On 8 February 1991 Victor Erlich, the son of Henryk Erlich was informed that according to a decree passed under Russian president Boris Yeltsin, Victor Alter, together with Erlich had been "rehabilitated" and the repressions against them had been declared unlawful.

While the exact place where he was buried is unknown, a symbolic monument was erected at the Jewish cemetery on Okopowa street in Warsaw on 17 April 1988. The inscription reads "Leaders of the Bund, Henryk Erlich, b. 1882, and Wiktor Alter, b. 1890. Executed in the Soviet Union". The establishment of the monument (as well as the publication of the full story of Alter and Erlich) was opposed by Poland's post-war communist government and was only made possible due to the efforts of Marek Edelman (surviving participant of the Warsaw Ghetto Uprising and a Bundist) and members of the Polish Solidarity Union.

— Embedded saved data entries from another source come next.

PR #808, opened 2017-02-21
adding CloseableIterator.asyncMap(f) for Yossi to play with, don't merge

lbergelson:
@yfarjoun This is the thing we were talking about on friday.  From playing around with it it sped up my tests on the uncompressed bam from ~1 minute to ~35s.  Just reading the raw bytes of the uncompressed bam takes ~30s so it's doing a pretty decent job of distributing work.

```
    @Test
    public void testAsyncBlockBuffer(){
        final SamReader reader = SamReaderFactory.makeDefault().setUseAsyncIo(false).validationStringency(ValidationStringency.SILENT)
                .open(new File("/Users/louisb/data/uncompressed.bam"));
        Assert.assertEquals(reader.iterator().asyncMap(record -> {record.eagerDecode(); return record;}).stream().count(), 26028704);
    }

```

This returns a new iterator which applies f to the contents of the
previous iterator in a separate set of threads.

It pulls the underlying iterator repeatedly to build chunks, and then
executes those chunks asynchronously on a thread pool.  The
implementation is pretty rough and could probably be made more
efficient. (and no tests are attached... use at your
own risk...)

### DIFF
--- a/src/main/java/htsjdk/samtools/util/AsyncChunkedOperationIterator.java
+++ b/src/main/java/htsjdk/samtools/util/AsyncChunkedOperationIterator.java
@@ -1,0 +1,82 @@
+package htsjdk.samtools.util;
+
+import java.util.*;
+import java.util.concurrent.*;
+import java.util.function.Function;
+import java.util.stream.Collectors;
+
+public class AsyncChunkedOperationIterator<T,R> implements CloseableIterator<R> {
+
+    private final CloseableIterator<T> input;
+    private final Function<T,R> f;
+    private final ExecutorService pool = Executors.newFixedThreadPool(4);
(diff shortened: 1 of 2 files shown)


yfarjoun:
Yeah, I changed my implementation to use chunks...and it's faster now. the problem is that encoding is the show-stopper. even with async IO, the writing thread is using all the CPU, but it's spending it encoding the bamrecords...I think we need the same functionality for _encoding_....I'll try it out. I have an idea how to do it. using the async iterator.

lbergelson:
@yfarjoun I think we've accidentally reimplemented AsyncBufferedIterator in a less thorough manner...

PR #809, opened 2017-02-27
fixing vararg warnings on test compilation

lbergelson:
fixing the 4 annoying warnings that pop up whenever you compile tests

I also added a test case that seems to have been accidentally forgotten, the variable was constructed but not added to the dataprovider.

the first commit just fixes the extraneous <type>, the second commit has the casts and the extra test case


droazen:
:+1: merge when ready

PR #810, opened 2017-03-01
Tribble/Tabix index path support

magicDGS:
#### Motivation
While trying to index a `Path` (no convertible to `File`) using the `Index` interface, the client should:
- Create the `LittleEndianOutputStream`by its own. This may lead to wrong indexes because they aren't block-compressed.
- Get the index file name by its own if it is based on a feature file. This may lead to incorrect index names.
In addition, this is part of a bigger change for include support of writing in whatever filesystem (and also reading).
#### Changes
- Clean up (first commit):  removing mentions to vcf in javadoc for `Tribble` and unused imports.
- Path support for `Index` interface: methods with default values use `Path.toFile()`
- Implementation of the new methods in `AbstractIndex` and `TabixIndex`

### Checklist

- [x] Code compiles correctly
- [x] All tests passing

### DIFF
--- a/src/main/java/htsjdk/tribble/Tribble.java
+++ b/src/main/java/htsjdk/tribble/Tribble.java
@@ -37,9 +37,9 @@ public class Tribble {
     public final static String STANDARD_INDEX_EXTENSION = ".idx";
 
     /**
-     * Return the name of the index file for the provided vcf {@code filename}
+     * Return the name of the index file for the provided {@code filename}
      * Does not actually create an index
-     * @param filename  name of the vcf file
+     * @param filename  name of the file
      * @return non-null String representing the index filename
      */
     public static String indexFile(final String filename) {
@@ -47,9 +47,9 @@ public class Tribble {
     }
 
     /**
-     * Return the File of the index file for the provided vcf {@code file}
+     * Return the File of the index file for the provided {@code file}
      * Does not actually create an index
-     * @param file  the vcf file
+     * @param file  the file
      * @return a non-null File representing the index
      */
     public static File indexFile(final File file) {
@@ -57,9 +57,9 @@ public class Tribble {
     }
 
     /**
-     * Return the name of the tabix index file for the provided vcf {@code filename}
+     * Return the name of the tabix index file for the provided {@code filename}
      * Does not actually create an index
-     * @param filename  name of the vcf file
+     * @param filename  name of the file
      * @return non-null String representing the index filename
      */
     public static String tabixIndexFile(final String filename) {
@@ -67,9 +67,9 @@ public class Tribble {
     }
 
     /**
-     * Return the File of the tabix index file for the provided vcf {@code file}
+     * Return the File of the tabix index file for the provided {@code file}
      * Does not actually create an index
-     * @param file  the vcf file
+     * @param file  the file
      * @return a non-null File representing the index
      */
     public static File tabixIndexFile(final File file) {
@@ -77,9 +77,9 @@ public class Tribble {
     }
 
     /**
-     * Return the name of the index file for the provided vcf {@code filename} and {@code extension}
+     * Return the name of the index file for the provided {@code filename} and {@code extension}
      * Does not actually create an index
-     * @param filename  name of the vcf file
+     * @param filename  name of the file
      * @param extension the extension to use for the index
      * @return non-null String representing the index filename
      */
@@ -88,9 +88,9 @@ public class Tribble {
     }
 
     /**
-     * Return the File of the index file for the provided vcf {@code file} and {@code extension}
+     * Return the File of the index file for the provided {@code file} and {@code extension}
      * Does not actually create an index
-     * @param file  the vcf file
+     * @param file  the file
      * @param extension the extension to use for the index
      * @return a non-null File representing the index
      */
--- a/src/main/java/htsjdk/tribble/Tribble.java
+++ b/src/main/java/htsjdk/tribble/Tribble.java
@@ -58,13 +58,13 @@ public class Tribble {
     }
 
     /**
-     * Return the name of the index file for the provided {@code filename}
+     * Return the name of the index file for the provided {@code path}
      * Does not actually create an index
-     * @param path  name of the path
-     * @return non-null String representing the index filename
+     * @param path the path
+     * @return Path representing the index filename
      */
-    public static String indexPath(final Path path) {
-        return indexFile(path.toAbsolutePath().toString());
+    public static Path indexPath(final Path path) {
+        return path.getFileSystem().getPath(indexFile(path.toAbsolutePath().toString()));
     }
 
     /**
@@ -90,7 +90,7 @@ public class Tribble {
     /**
      * Return the name of the tabix index file for the provided {@code path}
      * Does not actually create an index
-     * @param path  name of the path
+     * @param path the path
      * @return non-null String representing the index filename
      */
     public static String tabixIndexPath(final Path path) {
--- a/src/main/java/htsjdk/tribble/Tribble.java
+++ b/src/main/java/htsjdk/tribble/Tribble.java
@@ -91,10 +91,10 @@ public class Tribble {
      * Return the name of the tabix index file for the provided {@code path}
      * Does not actually create an index
      * @param path the path
-     * @return non-null String representing the index filename
+     * @return Path representing the index filename
      */
-    public static String tabixIndexPath(final Path path) {
-        return indexFile(path.toAbsolutePath().toString());
+    public static Path tabixIndexPath(final Path path) {
+        return path.getFileSystem().getPath(tabixIndexFile(path.toAbsolutePath().toString()));
     }
 
     /**
--- a/src/main/java/htsjdk/tribble/Tribble.java
+++ b/src/main/java/htsjdk/tribble/Tribble.java
@@ -27,6 +27,7 @@ import htsjdk.tribble.util.ParsingUtils;
 import htsjdk.tribble.util.TabixUtils;
 
 import java.io.File;
+import java.nio.file.Path;
 
 /**
  * Common, tribble wide constants and static functions
@@ -57,6 +58,16 @@ public class Tribble {
     }
 
     /**
+     * Return the name of the index file for the provided {@code filename}
+     * Does not actually create an index
+     * @param path  name of the path
+     * @return non-null String representing the index filename
+     */
+    public static String indexPath(final Path path) {
+        return indexFile(path.toAbsolutePath().toString());
+    }
+
+    /**
      * Return the name of the tabix index file for the provided {@code filename}
      * Does not actually create an index
      * @param filename  name of the file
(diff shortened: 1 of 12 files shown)


lbergelson:
@magicDGS Something went wrong here, tests are failing all over.

magicDGS:
I figured it out already, I'm trying to find the problem.

magicDGS:
Very awful error from my side, sorry.  The `writeBasedOnFeatureFile` was overwriting the input file instead of using the name for making the index.

Now I guess that it's solved. Could you have a quick review, @lbergelson?

magicDGS:
This is still WIP, because I found some other paths in the indexing code that should use Path for fully support. So this should wait for review, @lbergelson.

magicDGS:
This should be ok now, @lbergelson. Previously failing tests are passing in my computer.

magicDGS:
Can you have a look to this one @lbergelson? This is going to be important for my upcoming PR with tribble writing support with indexing on the fly.

Thanks a lot!

src/main/java/htsjdk/tribble/Tribble.java
```diff
@@ -37,49 +38,69 @@ private Tribble() { } // can't be instantiated
...
+     * @param file  the file
      * @return a non-null File representing the index
      */
     public static File indexFile(final File file) {
         return indexFile(file.getAbsoluteFile(), STANDARD_INDEX_EXTENSION);
     }
 
     /**
-     * Return the name of the tabix index file for the provided vcf {@code filename}
+     * Return the name of the index file for the provided {@code filename}
```
magicDGS: Done.

src/main/java/htsjdk/tribble/Tribble.java
```diff
@@ -37,49 +38,69 @@ private Tribble() { } // can't be instantiated
...
      * Does not actually create an index
-     * @param filename  name of the vcf file
+     * @param path  name of the path
```
magicDGS: Done.

src/main/java/htsjdk/tribble/Tribble.java
```diff
@@ -37,49 +38,69 @@ private Tribble() { } // can't be instantiated
...
+     * @return non-null String representing the index filename
+     */
+    public static String indexPath(final Path path) {
```
magicDGS: I changed it.

src/main/java/htsjdk/tribble/index/AbstractIndex.java
```diff
@@ -67,7 +70,7 @@
     private final static long NO_TS = -1L;
 
     protected int version;                    // Our version value
-    protected File indexedFile = null;         // The file we've created this index for
+    protected Path indexedPath = null;         // The file we've created this index for
```
magicDGS: Oh, I haven't realize that it is breaking compatibility. If we do not want to break compatibility, I can kept the field with the deprecated annotation and set it when the used constructor is a `File`. Let me know if I should do that.

src/main/java/htsjdk/tribble/index/AbstractIndex.java
```diff
@@ -201,7 +213,11 @@ public boolean isCurrentVersion() {
     }
 
     public File getIndexedFile() {
-        return indexedFile;
+        return getIndexedPath().toFile();
```
magicDGS: Done.

src/main/java/htsjdk/tribble/index/AbstractIndex.java
```diff
@@ -251,7 +271,7 @@ private void writeHeader(final LittleEndianOutputStream dos) throws IOException
         dos.writeInt(MAGIC_NUMBER);
         dos.writeInt(getType());
         dos.writeInt(version);
-        dos.writeString(indexedFile.getAbsolutePath());
+        dos.writeString(indexedPath.toString());
```
magicDGS: Done.

src/main/java/htsjdk/tribble/index/DynamicIndexCreator.java
```diff
@@ -56,13 +57,18 @@
     MathUtils.RunningStat stats = new MathUtils.RunningStat();
     long basesSeen = 0;
     Feature lastFeature = null;
-    File inputFile;
+    // TODO: actually this field is not needed
+    Path inputPath;
```
magicDGS: In this case, because it is package protected, I do not think that is going to harm at all (unless someone is subclassing in the same package outside HTSJDK).

If we are breaking compatibiity anyway, as it is unused, why don't we just remove the field (no the constructor arg)? It is only used for get the index creators...

src/main/java/htsjdk/tribble/index/Index.java
```diff
@@ -78,13 +79,37 @@
...
 
     /**
+     * Writes the index into a path.
+     *
+     * Default implementation converts the path to a file and uses {@link #write(File)}.
+     *
+     * @param indexPath Where to write the index.
+     * @throws IOException if the index is unable to write to the specified path.
+     */
+    public default void write(final Path indexPath) throws IOException {
```
magicDGS: Done.

src/main/java/htsjdk/tribble/index/Index.java
```diff
@@ -78,13 +79,37 @@
...
 
     /**
+     * Write an appropriately named and located Index file based on the name and location of the featureFile.
+     * If featureFile is not a normal file, the index will silently not be written.
+     *
+     * Default implementation converts the path to a file and uses {@link #writeBasedOnFeatureFile(File)}.
+     *
+     * @param featurePath
+     */
+    public default void writeBasedOnFeaturePath(Path featurePath) throws IOException {
```
magicDGS: Using OperationUnsupportedException for now.

src/main/java/htsjdk/tribble/index/tabix/TabixIndex.java
```diff
@@ -209,6 +213,18 @@ public void write(final File tabixFile) throws IOException {
     }
 
     /**
+     * Writes the index with BGZF.
+     *
+     * @param tabixPath Where to write the index.
+     */
+    @Override
```
magicDGS: Done.

src/main/java/htsjdk/tribble/index/tabix/TabixIndex.java
```diff
@@ -220,6 +236,17 @@ public void writeBasedOnFeatureFile(final File featureFile) throws IOException {
     }
 
     /**
+     * Writes to a path with appropriate name and directory based on feature path.
+     *
+     * @param featurePath Path being indexed.
+     */
+    @Override
+    public void writeBasedOnFeaturePath(final Path featurePath) throws IOException {
```
magicDGS: Done.

src/main/java/htsjdk/tribble/index/DynamicIndexCreator.java
magicDGS: Removed the unused field in the commit for breaking compatibility.

src/main/java/htsjdk/tribble/index/Index.java
magicDGS: Changed the interface in the commit for breaking compatibility.

magicDGS:
I added two commits, @lbergelson:

1. Addressing most of your comments that does not imply backwards incompatibility.
2. Breaking compatibility for making simpler the interfaces. This could be removed if @droazen thinks that it is better to keep backwards compatibility for subclassing indexes.

Regarding the test, I don't know if I will have time today. I will try, but if not I will add them by tomorrow. You can review the current changes anyway, in case that something else should be changed.

magicDGS:
I've just realized that something is broken with the changes, @lbergelson. Do you have an idea of what is happening? It looks that is breaking indexing on the fly for gzip VCF result (not the indexing itself). The most likely reson is the change to delegate the file constructor to the path one for files, because `BlockCompressedOutputStream` does not have `Path` support (see #811) and the filename is not set correctly in the binary codec.

I can add a simple constructor to `BlockCompressedOutputStream` with a String filename argument, but the change of that class is out of the scope of this commit.

src/main/java/htsjdk/tribble/index/tabix/TabixIndex.java
```diff
@@ -219,8 +219,8 @@ public void write(final Path tabixPath) throws IOException {
      */
     @Override
     public void writeBasedOnFeaturePath(final Path featurePath) throws IOException {
-        if (Files.isRegularFile(featurePath)) return;
-        write(IOUtil.getPath(Tribble.tabixIndexPath(featurePath)));
+        if (!Files.isRegularFile(featurePath)) return;
```
lbergelson: Ack, good catch.  That's terrible behavior.  I wonder why it was done that way?  Definitely needs to at least log a warning.  I would also prefer your suggestion to fail with a TribbleException, but I think we'd need to investigate if that would break existing downstream code somehow.  For now, could you have it log a warning, and open a new ticket to change the behavior?

src/main/java/htsjdk/tribble/index/Index.java
```diff
@@ -73,41 +73,42 @@
     /**
      * Writes the index into a file.
      *
+     * Default implementation delegates in {@link #write(Path)}
```
lbergelson: Sorry to nitpick the language, but delegates **to** instead of delegates **in** is more idiomatic.

src/main/java/htsjdk/tribble/index/Index.java
```diff
@@ -73,41 +73,42 @@
...
-    public default void write(final Path indexPath) throws IOException {
-        write(indexPath.toFile());
-    }
+    public void write(final Path indexPath) throws IOException;
 
     /**
      * Write an appropriately named and located Index file based on the name and location of the featureFile.
      * If featureFile is not a normal file, the index will silently not be written.
+     *
+     * Default implementation delegates in {@link #writeBasedOnFeaturePath(Path)}
```
lbergelson: same as above

src/main/java/htsjdk/tribble/index/tabix/TabixIndex.java
lbergelson: @magicDGS I've opened the issue here: #821

src/main/java/htsjdk/tribble/index/AbstractIndex.java
lbergelson: Yeah, it's tricky.  Anything field that's visible to a subclass of a non-final class is technically a breaking change since someone could be relying on it if they implement a subclass.  It's why I'm so strongly in favor of making classes final and of making variable private with accessors if they need to be accessed.

lbergelson:
@magicDGS Looks good.  👍 Once we have the tests for the two index types.

src/main/java/htsjdk/tribble/index/tabix/TabixIndex.java
magicDGS: Added warning log here and in `AbstractIndex`.

src/main/java/htsjdk/tribble/index/Index.java
magicDGS: Thanks for this, I really appreciate to have comments to improve my English skills. Done!

src/main/java/htsjdk/tribble/index/Index.java
magicDGS: Done.

magicDGS:
Three more commits:

1. Minor changes from review.
2. A couple of missing constructors for Path (to test)
3. Small test for using path in writing and loading.

Thanks for reviewing, @lbergelson - Back to you!

lbergelson:
👍

magicDGS:
Thanks!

The commemoration ceremony was attended by over three thousand people.

==Publications==

Victor Alter published several books, including:

- Antysemityzm gospodarczy w świetle cyfr (Economic Antisemitism in numbers) (1937)
- Gdy socjaliści dojdą do władzy ...! (When Socialists come to power...!) (1934)
- Socjalizm walczący (Fighting Socialism) (1926)

He also published numerous articles in the socialist press.